Perhaps we also need to look at blockchain, get to the source of the issue and enable stories and information to be ‘validated’ from reputable sources. Of course, that in itself is a divisive topic that spans political and social theory. The point is, blockchain could at least ensure that a story pretending to be from a reputable source would be spotted immediately, wouldn’t it?

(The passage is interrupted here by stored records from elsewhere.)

PR #178, opened 2024-01-07
Abstract the parallelism idea into a single entity

spiderjako:
### TaskManager
* After a discussion I've had with @WonderBeat I decided that it's a good idea to abstract the whole [parallelism](https://github.com/santiment/san-chain-exporter/pull/167) functionality into a single entity, as much as I can, with minimal touches to the main and worker code. Also, I tried to break the aforementioned PR into several ones with a few commits instead of the monster that it was. 
* Also @YordanPavlov gave me a good idea on how the data should be pushed into the buffer, using a mapping for the intervals
* TaskManager, because of the whole task queue thing, had some nostalgia for Windows for some reason. The name could be changed
* It basically takes care of 2 things - pushing tasks to a queue and pushing the done tasks from the mapping to the buffer, which will be used for storing data into Kafka


index.js
```diff
@@ -75,19 +84,27 @@ class Main {
...
-      const events = await this.worker.work();
-
       this.worker.lastExportTime = Date.now();
 
       this.updateMetrics();
       this.lastProcessedPosition = this.worker.getLastProcessedPosition();
 
-      if (events && events.length > 0) {
-        await this.exporter.storeEvents(events);
+      if (this.taskManager.buffer && this.taskManager.buffer.length > 0) {
```
YordanPavlov, line 101: Currently the consumer of the buffer is part of the main loop. I think it would make sense to separate it. Make the buffer blocking (wrap it into a simple class where you can call `await waitOnData()`) and then start the consumer and make it block on the buffer.

index.js
```diff
@@ -75,19 +84,27 @@ class Main {
 
   async workLoop() {
     while (this.shouldWork) {
+      if (this.taskManager.queue.size < constantsBase.PQUEUE_MAX_SIZE) {
+        const interval = await nextIntervalCalculator(this.worker);//TODO:
+        if (interval.success) {
+          delete interval.success;
+          this.taskManager.pushToQueue(() => this.worker.work(interval));
+          this.worker.lastExportedBlock = interval.toBlock;
```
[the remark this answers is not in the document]
spiderjako: lastExportedBlock is only used for nextIntervalCalculator, meaning, it just gets its intervals from this
> the work is not done yet, just scheduled
indeed, the tasks are just pushed with the calculated intervals, there's no guarantee, that the last one is finished, but lastExportedBlock doesn't overwrite any ZK state

index.js
```diff
@@ -29,11 +31,17 @@ class Main {
...
     this.lastProcessedPosition = this.worker.initPosition(lastRecoveredPosition);
     await this.exporter.savePosition(this.lastProcessedPosition);
   }
+  
+  async #initTaskManager(blockNumber) {
+    this.taskManager = new TaskManager(blockNumber, constants.BLOCK_INTERVAL);
+    await this.taskManager.initPQueue(MAX_CONCURRENT_REQUESTS);
+  }
 
   #isWorkerSet() {
```
WonderBeat, line 46: it's quite common for `isSomething` methods to return `bool` as an answer. This one returns void and confuses me a bit

index.js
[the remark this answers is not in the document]
WonderBeat: Then I suggest rename this field. `lastExportedBlock` is not what it seems.

index.js
```diff
@@ -75,19 +84,27 @@ class Main {
...
 
       this.updateMetrics();
       this.lastProcessedPosition = this.worker.getLastProcessedPosition();
 
-      if (events && events.length > 0) {
-        await this.exporter.storeEvents(events);
+      if (this.taskManager.buffer && this.taskManager.buffer.length > 0) {
+        await this.exporter.storeEvents(this.taskManager.buffer);
+        this.lastProcessedPosition = this.taskManager.lastProcessedPosition;
+        this.taskManager.buffer = [];
```
WonderBeat, line 104: I'm worried and almost sure that buffer may be modified by Task Manager between `storeEvents` and `clean`

lib/task_manager.js
```diff
@@ -0,0 +1,49 @@
...
+    this.queue;
+    this.buffer = [];
+    this.blockInterval = blockInterval;
+    this.currentInterval = {
+      fromBlock: startBlock + 1,
+      toBlock: startBlock + blockInterval
+    };
+  }
+
+  async initPQueue(maxConcurrentRequests) {
```
WonderBeat, line 13: We should not expose internal implementation to client. PQueue is too specific. Could you change method name?

WonderBeat (changes requested):

index.js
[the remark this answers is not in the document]
YordanPavlov: > lastExportedBlock is only used for nextIntervalCalculator
It is meant to be exposed to Prometheus, see `updateMetrics()`

index.js
```diff
@@ -75,19 +84,27 @@ class Main {
 
   async workLoop() {
     while (this.shouldWork) {
+      if (this.taskManager.queue.size < constantsBase.PQUEUE_MAX_SIZE) {
```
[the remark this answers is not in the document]
spiderjako: I think current implementation is better, the idea is to continue with kafka pushing, even if the queue is full. If I await the promise, I block the program, at least, as far as I understand
`Returns a promise that settles when the queue size is less than the given limit: queue.size < limit.`

lib/task_manager.js
```diff
@@ -0,0 +1,49 @@
...
+    }
+  }
+
+  handleNewData(newTransformedData, interval) {
+    this.map[JSON.stringify(interval)] = newTransformedData;
+    this.#pushAllEligable();
+  }
+
+  pushToQueue(task) {
+    this.queue.add(task);
```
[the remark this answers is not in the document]
spiderjako: I'd disagree. The current thing is as simple and light as it gets, and making the queue elsewhere would just create a more complex web of dependent code. I'd say this is good as a single entity - queue of tasks, which push data to a buffer when done.

index.js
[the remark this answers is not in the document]
YordanPavlov: Just separate the things, and do not do them in a single loop. If you go back from this loop and wait for some magic number of milliseconds you are reducing the performance of your program. Also the Kafka writing, again do not do it in this loop.

lib/task_manager.js
```diff
@@ -0,0 +1,67 @@
+class TaskManager {
+  constructor() {
+    this.map = {};
+    this.queue;
+    this.buffer = [];
+    this.lastPushedToQueue = 0;
+  }
+
+  async initQueue(maxConcurrentRequests) {
```
WonderBeat, line 9: This might be called in the scope of constructor. as a result we'll get ready to use object

lib/task_manager.js
```diff
@@ -0,0 +1,67 @@
...
+    const PQueue = (await import('p-queue')).default;
+    this.queue = new PQueue({ concurrency: maxConcurrentRequests });
+    this.queue.on('completed', (data) => this.handleNewData(data));
+    // this.queue.on('error', err => { return Promise.reject(err.toString()); } );
+  }
+
+  clearQueue() {
+    this.taskManager.queue.pause();
```
WonderBeat, line 17: pause doesn't pause already in flight tasks. We clean queue next step which won't work if there's a long running task running

lib/task_manager.js
```diff
@@ -0,0 +1,67 @@
...
+    this.taskManager.queue.clear();
+  }
+
+  #generateDefensiveCopy() {
+    const bufferCopy = [];
+    for (const data of this.buffer) bufferCopy.push(data);
```
WonderBeat, line 23: most probably we can use JS clone which should be faster and more readable

lib/task_manager.js
```diff
@@ -0,0 +1,67 @@
+class TaskManager {
+  constructor() {
+    this.map = {};
```
WonderBeat, line 3: there should be a better name for this var

lib/task_manager.js
```diff
@@ -0,0 +1,67 @@
...
+        };
+      }
+
+      delete this.map[this.lastPushedToQueue];
+      this.lastPushedToQueue++;
+    }
+  }
+
+  handleNewData(newTransformedData) {
+    this.map[this.lastPushedToQueue] = newTransformedData;
```
WonderBeat, line 58: hmmm. Maybe I'm wrong but I think this doesn't work if we have our tasks completed out of order. i.e. [3,2,1] - this will update lastProcessedPosition to blockNumber `1`. right?

lib/task_manager.js
spiderjako: p-queue can't be initialised in the constructor

blockchains/eth/eth_worker.js
```diff
@@ -40,7 +39,9 @@ class ETHWorker extends BaseWorker {
     return this.ethClient.request('trace_filter', [{
       fromBlock: this.web3Wrapper.parseNumberToHex(fromBlock),
       toBlock: this.web3Wrapper.parseNumberToHex(toBlock)
-    }]).then((data) => this.parseEthInternalTrx(data['result']));
+    }])
+      .then((data) => this.parseEthInternalTrx(data['result']))
+      .catch((err) => { throw err; });
```
YordanPavlov, line 44: Redundant

blockchains/eth/eth_worker.js
```diff
@@ -145,11 +146,10 @@ class ETHWorker extends BaseWorker {
     return result;
   }
 
-  async work() {
+  async work(key) {
```
YordanPavlov, line 149: You give this 'key' argument to the `work()` method just to have it back. It does not need to know about this key, it does nothing with it. Wrap the call in a closure if you need to preserve it.

blockchains/eth/lib/next_interval_calculator.js
```diff
@@ -1,53 +1,29 @@
...
-    // The Node has not progressed
     worker.sleepTimeMsec = worker.settings.LOOP_INTERVAL_CURRENT_MODE_SEC * 1000;
     return { success: false };
   }
+
+  worker.sleepTimeMsec = 0;
+  return {
+    success: true,
+    fromBlock: worker.lastBufferedBlock + 1,
+    toBlock: Math.min(worker.lastBufferedBlock + worker.settings.BLOCK_INTERVAL, worker.lastConfirmedBlock)
```
YordanPavlov, line 25: This function depends on some side effects to work correctly. The worker must modify `worker.lastBufferedBlock` before the next call, this is imperative or same intervals would be created. I think the logic of the function can be improved in two ways:
1. Break the 'isNewBlockAvailable' logic. It has nothing to do with the interval.
2. Make the arguments which the function depend on more explicit. This would make it more obvious to the caller that it is up to him to provide updated 'from' value. The function needs to know two arguments (lastConfirmedBlock, toBlock).

lib/task_manager.js
```diff
@@ -0,0 +1,66 @@
...
+
+  #generateDefensiveCopy() {
+    const bufferCopy = [];
+    for (const data of this.buffer) bufferCopy.push(data);
+    return bufferCopy;
+  }
+
+  #shiftOriginalBuffer(shiftsCount) {
+    while (shiftsCount >= 0) {
+      this.buffer.shift();
```
YordanPavlov, line 28: What's that shenanigan with shifting by one. Just erase the whole buffer by setting length to 0.

lib/worker_base.js
```diff
@@ -43,7 +43,7 @@ class WorkerBase {
    */
   getLastProcessedPosition() {
     return {
-      blockNumber: this.lastExportedBlock,
+      blockNumber: this.lastBufferedBlock,
```
YordanPavlov, line 46: That's wrong. This is the state we would preserve in ZK from which we would recover on restart. Last buffered block is too optimistic, this is not yet in Kafka.

lib/task_manager.js
```diff
@@ -0,0 +1,66 @@
...
+    this.#shiftOriginalBuffer(shiftsCount);
+
+    return bufferCopy;
+  }
+
+  #pushAllEligable() {
+    while (this.taskData[this.lastPushedToBuffer]) {
+      for (const data of this.taskData[this.lastPushedToBuffer]) {
+        this.buffer.push(data);
+        this.lastProcessedPosition = {
```
YordanPavlov, line 45: This is getting messy, we have 'lastProcessed' and 'lastBuffered'. However here you are mixing them here, the fact that something is eligible for going in the buffer doesn't make it any more 'processed', it still needs to be consumed from the Kafka side and send through the producer.

YordanPavlov: You don't need this member variable. The user of this class can see what the last value is once it calls `retrieveCompleted`

blockchains/cardano/cardano_worker.js
```diff
@@ -170,7 +170,7 @@ class CardanoWorker extends BaseWorker {
   }
 
   async work() {
-    const fromBlock = this.lastExportedBlock + 1;
+    const fromBlock = this.lastBufferedBlock + 1;
```
YordanPavlov, line 173: Not a fan of all those renames. You resorted to renaming the 'last exported block' to 'last buffered block' to make it comply more easily with your change. But:
1. All those other workers don't know what 'buffered block' is
2. I would argue that 'last exported block' is cleaner in terms of semantics. The last block which got into Kafka. What is 'last buffered block'?

index.js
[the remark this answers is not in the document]
YordanPavlov: At the end of this loop there is a timeout (L 112) what should the timeout be when the above condition is false? You either set it to 0 and in effect busy loop until Pqueue resolves the promises or invent some number which would reduce your performance.

blockchains/eth/eth_worker.js
spiderjako: It doesn't look really elegant atm, but I didn't think of another way to somehow set an order of the tasks beforehand
---
but I think I've thought of a way with queue.on('add'), which would be elegant

lib/task_manager.js
spiderjako: If you do that, you risk losing data. 
Let's say we have a buffer of [1,2,3,4]. You copy this. In the meantime, between the copy and the buffer deletion, another element is added at the back, let's say 5. Then you'll erase the whole buffer
Though, I think this could be improved with Array.slice, now that you say it. Maybe it'd be a bit more optimal. But a shenanigan is indeed needed

blockchains/eth/eth_worker.js
YordanPavlov: > Wrap the call in a closure if you need to preserve it.

Wouldn't what I suggested work? I am thinking this:

```js
const key = "some key"
this.taskManager.pushToQueue(() => {
  const result = this.worker.work()
  return [key, result]
  }
);
  ```

File: lib/task_manager.js (hunk 16 above)
Comment (YordanPavlov) [reply lib/task_manager.js:28]: >  In the meantime, between the copy and the buffer deletion, another element is added at the back

What do you mean, NodeJS is single threaded, this is the whole proposition. Also if it wasn't (we were dealing with some other language) this approach to access the same data structure most probably wouldn't have been enough to give us thread safety.

File: blockchains/eth/eth_worker.js (hunk 14 above)
Comment (spiderjako) [reply blockchains/eth/eth_worker.js:149]: Hm, this is simple, yes. Thanks

File: lib/task_manager.js [hunk 20]
```diff
@@ -0,0 +1,50 @@
...
+
+  handleNewData([key, newTransformedData]) {
+    this.taskData[key] = newTransformedData;
+    this.#pushAllEligable();
+  }
+
+  pushToQueue(workTask) {
+    this.queue.add(() => {
+      const result = workTask();
+      const currIndex = this.taskIndex;
```
spiderjako, line 43: This I thought would be enough, but will update this. Seems this is not enough for copying.

lib/task_manager.js
WonderBeat: Why? what's wrong with this?

lib/task_manager.js
```diff
@@ -0,0 +1,80 @@
...
+   * On the completion of a task in the p-queue, the task
+   * should return an array in the form of [interval, events].
+   * These would be set up in the taskData object accordingly in the
+   * correct format, after which we use the #pushAllEligable private method
+   * to push ready-to-go sequential data into the buffer.
+   * @param {object} interval
+   * @param {Array} newTransformedData 
+   */
+  handleNewData(interval, newTransformedData) {
+    this.taskData[interval.fromBlock] = { toBlock: interval.toBlock, data: newTransformedData };
```
YordanPavlov, line 66: I think at this point we need to have some blocking mechanism to block the producers. Currently we have no way to throttle the tasks coming from the PQueue and we would run into an OOM if the consumer of this data (the logic writing into Kafka) is slower. Right?

lib/constants.js
```diff
@@ -1,17 +1,23 @@
 const BLOCKCHAIN = process.env.BLOCKCHAIN;
 const CONFIG_PATH = process.env.CONFIG_PATH;
+const START_BLOCK = parseInt(process.env.START_BLOCK || '0') - 1;
 const EXPORT_BLOCKS_LIST = process.env.EXPORT_BLOCKS_LIST || false;
+const PQUEUE_MAX_SIZE = parseInt(process.env.PQUEUE_MAX_SIZE || '100');
+const MAX_CONCURRENT_REQUESTS = parseInt(process.env.MAX_CONCURRENT_REQUESTS || '1');
```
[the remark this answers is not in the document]
spiderjako: The `max size` one is for, how much tasks you could push into the queue. `max concurrent` one is for, how many tasks can work at the same time. You could have 100 of the first and 5 of the second

index.js
```diff
@@ -73,21 +80,30 @@ class Main {
...
 
-      this.updateMetrics();
       this.lastProcessedPosition = this.worker.getLastProcessedPosition();
-
-      if (events && events.length > 0) {
-        await this.exporter.storeEvents(events);
-      }
-      await this.exporter.savePosition(this.lastProcessedPosition);
-      logger.info(`Progressed to position ${JSON.stringify(this.lastProcessedPosition)}, last confirmed Node block: ${this.worker.lastConfirmedBlock}`);
+      if (this.taskManager.buffer.length > 0) await this.waitOnStoreEvents();
```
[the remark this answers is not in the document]
spiderjako: I think you can't push [] to Kafka. Initially I forgot about this check, but then got some errors.
https://github.com/santiment/san-chain-exporter/blob/master/index.js#L86
We have it in master as well. 
But maybe I'll move it into the function, as you say

lib/constants.js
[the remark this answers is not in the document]
YordanPavlov: I don't think you benefit from having two different sizes in your current design, because of how you queue new tasks - right away when the size drops. But anyways, don't see a harm in having both.

index.js
```diff
@@ -95,6 +128,26 @@ class Main {
     }
   }
 
+  async workLoopV2() {
```
YordanPavlov, line 131: I like this idea with the gradual migration.

index.js
```diff
@@ -70,7 +82,28 @@ class Main {
...
-    metrics.lastExportedBlock.set(this.worker.lastExportedBlock);
+    if (BLOCKCHAIN === 'eth') {
+      metrics.lastExportedBlock.set(this.taskManager.lastExportedBlock);
+    } else {
+      metrics.lastExportedBlock.set(this.worker.lastExportedBlock);
+    }
+  }
+
+  async waitOnStoreEvents() {
+    const buffer = this.taskManager.retrieveCompleted();
```
YordanPavlov, line 93: In your current implementation some logic which is not native for the TaskManager has been put inside it (last exported block, primary keys). It is better to have more separation of concern. For example setting primary keys as per the logic of each blockchain is not native to it, ideally the TaskManager shouldn't even know which blockchain it is working on. Decorating the result data is something which you can do here.

lib/task_manager.js
```diff
@@ -0,0 +1,182 @@
...
+    if (lastProcessedPosition) {
+      logger.info(`Resuming export from position ${JSON.stringify(lastProcessedPosition)}`);
+    } else {
+      lastProcessedPosition = {
+        blockNumber: START_BLOCK,
+        primaryKey: START_PRIMARY_KEY
+      };
+      logger.info(`Initialized exporter with initial position ${JSON.stringify(lastProcessedPosition)}`);
+    }
+    this.lastExportedBlock = lastProcessedPosition.blockNumber;
```
YordanPavlov, line 159: No need for that logic to be encapsulated into the TaskManager

lib/task_manager.js
```diff
@@ -0,0 +1,182 @@
...
+    }
+  }
+
+  /**
+   * Helper method for when we push the `taskData` events' data into the buffer
+   * @param {Array} events Events data that we get from the current key in the `taskData` property
+   * @param {Array} buffer The array that at the end of the primary function would result in the 
+   * combined data, accordingly updated with the primary keys
+   */
+  #updatePrimaryKeysPushToBuffer(events, buffer) {
```
YordanPavlov, line 89: No need for this to happen here. The TaskManager can provide the data as it is and it can be decorated on the upper level.

index.js
```diff
@@ -70,7 +95,41 @@ class Main {
...
+      metrics.lastExportedBlock.set(this.worker.lastExportedBlock);
+    }
+  }
+
+  /**
+   * Helper method for checking the blockchain in order to use the correct primary key functionality.
+   * @param {Array} buffer The array of events that would be accordingly updated with the primary keys.
+   */
+  applyPrimaryKeyLogic(buffer) {
+    if (BLOCKCHAIN === 'eth') {
```
YordanPavlov, line 110: You can leverage polymorphism and have 'decorateWithPrimaryKeys' method in different workers, instead of moving blockchain specific logic in the `index.js`.

lib/task_manager.js
```diff
@@ -0,0 +1,113 @@
...
+  }
+
+  /**
+   * @param {number} bufferLength The length of the buffer of updated events
+   */
+  updateLastPrimaryKey(bufferLength) {
+    this.lastPrimaryKey += bufferLength;
+  }
+
+  isChangedLastExportedBlock(lastProcessedBlock) {
```
YordanPavlov, line 108: A bit of a weird method to compare two numbers. The more natural way would be to have a simple get method here and compare at the caller. Minor, your call.

blockchains/eth/lib/next_interval_calculator.js
```diff
@@ -49,11 +49,24 @@ function nextIntervalCalculator(worker) {
   };
 }
 
+/**
+ * Function for calculating the next interval to be used in the worker's methods for querying the node.
+ * @param {BaseWorker} worker A worker instance, inherriting the BaseWorker class.
+ * @returns {object} The interval, derived from the progress of the worker
+ */
+function nextIntervalCalculatorV2(worker) {
```
YordanPavlov, line 57: Changing the original:

```js
function nextIntervalCalculator(worker) {
  return {
    fromBlock: worker.lastExportedBlock + 1,
    toBlock: Math.min(worker.lastExportedBlock + worker.settings.BLOCK_INTERVAL, worker.lastConfirmedBlock)
  };
}
```
to
```js
function nextIntervalCalculator(lastExported, lastConfirmed, blockInterval) {
...
 }
```
would allow you to reuse the same code. Also this is considered better design, as it more clearly denotes the intent of the function.

index.js
```diff
@@ -29,9 +32,22 @@ class Main {
       .catch((err) => { throw new Error(`${INIT_EXPORTER_ERR_MSG}${err.message}`); });
   }
 
+  initLastProcessedPosition(lastRecoveredPosition) {
```
YordanPavlov, line 35: This logic used to be part of the worker, what's the gain in moving it here? It seems like half the logic has remained there and half is here.

index.js
```diff
@@ -70,7 +95,41 @@ class Main {
     metrics.currentBlock.set(this.worker.lastConfirmedBlock);
     metrics.requestsCounter.inc(this.worker.getNewRequestsCount());
     metrics.requestsResponseTime.observe(new Date() - this.worker.lastRequestStartTime);
-    metrics.lastExportedBlock.set(this.worker.lastExportedBlock);
+    if (BLOCKCHAIN === 'eth') {
```
YordanPavlov, line 98: Not sure why this logic can't be unified. The 'eth' case can still have `this.worker.lastExportedBlock` set to the actual block that is written in Kafka.

lib/task_manager.js
```diff
@@ -0,0 +1,113 @@
...
+    this.lastExportedBlock = lastProcessedPosition.blockNumber;
+    this.lastPrimaryKey = lastProcessedPosition.primaryKey;
+  }
+
+  /**
+   * Gets the object, made by taking the lastExportedBlock and lastPrimaryKey variables.
+   * Used when updating the position of the exporter in ZooKeeper.
+   * @returns An object of the last exported block and last used primary key
+   */
+  getLastProcessedPosition() {
```
YordanPavlov, line 94: Why is this here, you don't need neither values in the TM?

lib/task_manager.js
```diff
@@ -0,0 +1,113 @@
...
+    return {
+      blockNumber: this.lastExportedBlock,
+      primaryKey: this.lastPrimaryKey
+    };
+  }
+
+  /**
+   * @param {number} bufferLength The length of the buffer of updated events
+   */
+  updateLastPrimaryKey(bufferLength) {
```
YordanPavlov, line 104: As mentioned before TM doesn't need to know about primary keys.

test/lib/task_manager.spec.js
```diff
@@ -0,0 +1,179 @@
...
+  it('queue is paused when `consequentTaskIndex` crosses the borderline', async () => {
+    const CONCURRENCY = 1;
+    const taskManager = await TaskManager.create(CONCURRENCY);
+    taskManager.consequentTaskIndex = MAX_TASK_DATA_KEYS;
+
+    const exampleEventsData = [ 1, 2, 3, 4, 5 ];
+    const emmitedTaskData = [{ fromBlock: 1, toBlock: 10 }, exampleEventsData];
+    taskManager.queue.emit('completed', emmitedTaskData);
+
+    expect(taskManager.queue.isPaused).to.eq(true);
```
YordanPavlov, line 59: I don't think that test reflects the implementation, I think all the TaskManager tests need revisiting. In the current implementation the TaskManager is a nice standalone implementation which can be black box tested.

test/eth/worker.spec.js
```diff
@@ -6,67 +6,49 @@ const constants = require('../../blockchains/eth/lib/constants');
...
-
-        feeResultWithPrimaryKey = v8.deserialize(v8.serialize(feeResult));
-        feeResultWithPrimaryKey.primaryKey = 1;
-
-        callResultWithPrimaryKey = v8.deserialize(v8.serialize(callResult));
-        callResultWithPrimaryKey.primaryKey = 2;
-    });
-
-
-    it('test primary key assignment', async function () {
```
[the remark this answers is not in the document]
spiderjako: It was because of my previous version, that delegated the primary key assignment elsewhere. I'll bring it back, though probably reworked, as now it's not done in the `work()`

test/index.test.js
```diff
@@ -139,39 +144,27 @@ describe('Main', () => {
...
     const mainInstance = new Main();
+    mainInstance.taskManager = await TaskManager.create(1);
     mainInstance.exporter = new Exporter('test-exporter');
     sinon.stub(worker.prototype, 'init').resolves();
-    sinon.stub(mainInstance, 'handleInitPosition').resolves();
+    mainInstance.lastProcessedPosition = { blockNumber: 10, primaryKey: 1 };
 
     await mainInstance.initWorker();
-    assert(mainInstance.handleInitPosition.calledOnce);
+    expect(mainInstance.worker).to.be.instanceof(worker);
```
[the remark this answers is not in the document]
spiderjako: handleInitPosition isn't currently called inside initWorker

index.js
```diff
@@ -73,6 +86,24 @@ class Main {
     metrics.lastExportedBlock.set(this.worker.lastExportedBlock);
   }
 
+  async waitOnStoreEvents(buffer) {
+    if (buffer.length > 0) {
+      this.worker.decorateWithPrimaryKeys(buffer);
```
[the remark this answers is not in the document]
WonderBeat: this is a bit strange that we modify function argument. could we use return value to make this code a bit easier to read?

lib/task_manager.js
```diff
@@ -0,0 +1,84 @@
+class TaskManager {
+  constructor() {
```
WonderBeat, line 2: could you make it private?

lib/task_manager.js
```diff
@@ -0,0 +1,84 @@
...
+   * Takes a `() => worker.work()` function and pushes it
+   * into the TaskManager's p-queue.
+   * @param {Function} workTask 
+   */
+  pushToQueue(taskMetadata) {
+    this.lastTaskIndex++;
+    this.taskData[this.lastTaskIndex] = taskMetadata;
+    const taskIndex = this.lastTaskIndex;
+    this.queue.add(async () => {
+      const result = await taskMetadata.lambda(taskMetadata.interval);
```
WonderBeat, line 78: can we pass `taskMetadata` to labda as is. I don't think this method should be aware of `.interval`

lib/task_manager.js
spiderjako: To make it private, I'd need to migrate this to Typescript, but I'd do that in a following PR. JS doesn't allow private classes

lib/task_manager.js
spiderjako: But you do need them. You'd need to know, which is the last handled lastExportedBlock

YordanPavlov (approved):
LGTM, let's do some integration tests before merging.

YordanPavlov:
Did not got merge at the time and would need full re-visit nowadays.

Masood says that distributed ledger and blockchain technology could have a significant role here. He suggests it could be used to provide an extra layer of authentication “that validates stories across multiple modalities by tracing them back to a reputable source,” he says.

But how would that work?

“It has enormous potential to provide validation for stories by organising content onto immutable digital ledgers that assign non-fungible and transparent tokens to journalists,” he adds. “Distributed ledgers provide the ownership traceability necessary to understand where content is actually coming from. By creating credibility scores for media outlets and even individual journalists, blockchain technology has the power to restore trust and confidence in the media. Because blockchain systems rely on a decentralised ledger to record information in a way that’s constantly being verified and re-verified by each user, they are nearly impossible to alter or falsify.”

It's an interesting thought, putting media on a path that could almost reward honesty. Masood floats the idea of a “reputation system” which would track publications through lineage and provenance. Original content owners and creators would be verified and traceable via a distributed ledger.

It’s doable but culturally challenging. With AI, there’s also the issue of data bias. What are the parameters for identifying fake news? Who decides? Governments? Technology leaders? Interestingly, Full Fact, another anti-misinformation site, recently released a 10-point plan for regulators to consider. It focuses more on the mindset and less on the technology but for this to work, it will need a bit of both and there lies an opportunity for innovation and change.